Return each entry exactly, omitting nothing.

-- Opening Marker --

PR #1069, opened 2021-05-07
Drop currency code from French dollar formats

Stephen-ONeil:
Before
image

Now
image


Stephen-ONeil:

-- Closing Marker --

• **TASK ANSWER**
PR #1069, opened 2021-05-07
Drop currency code from French dollar formats

Stephen-ONeil:
Before
image

Now
image


Stephen-ONeil:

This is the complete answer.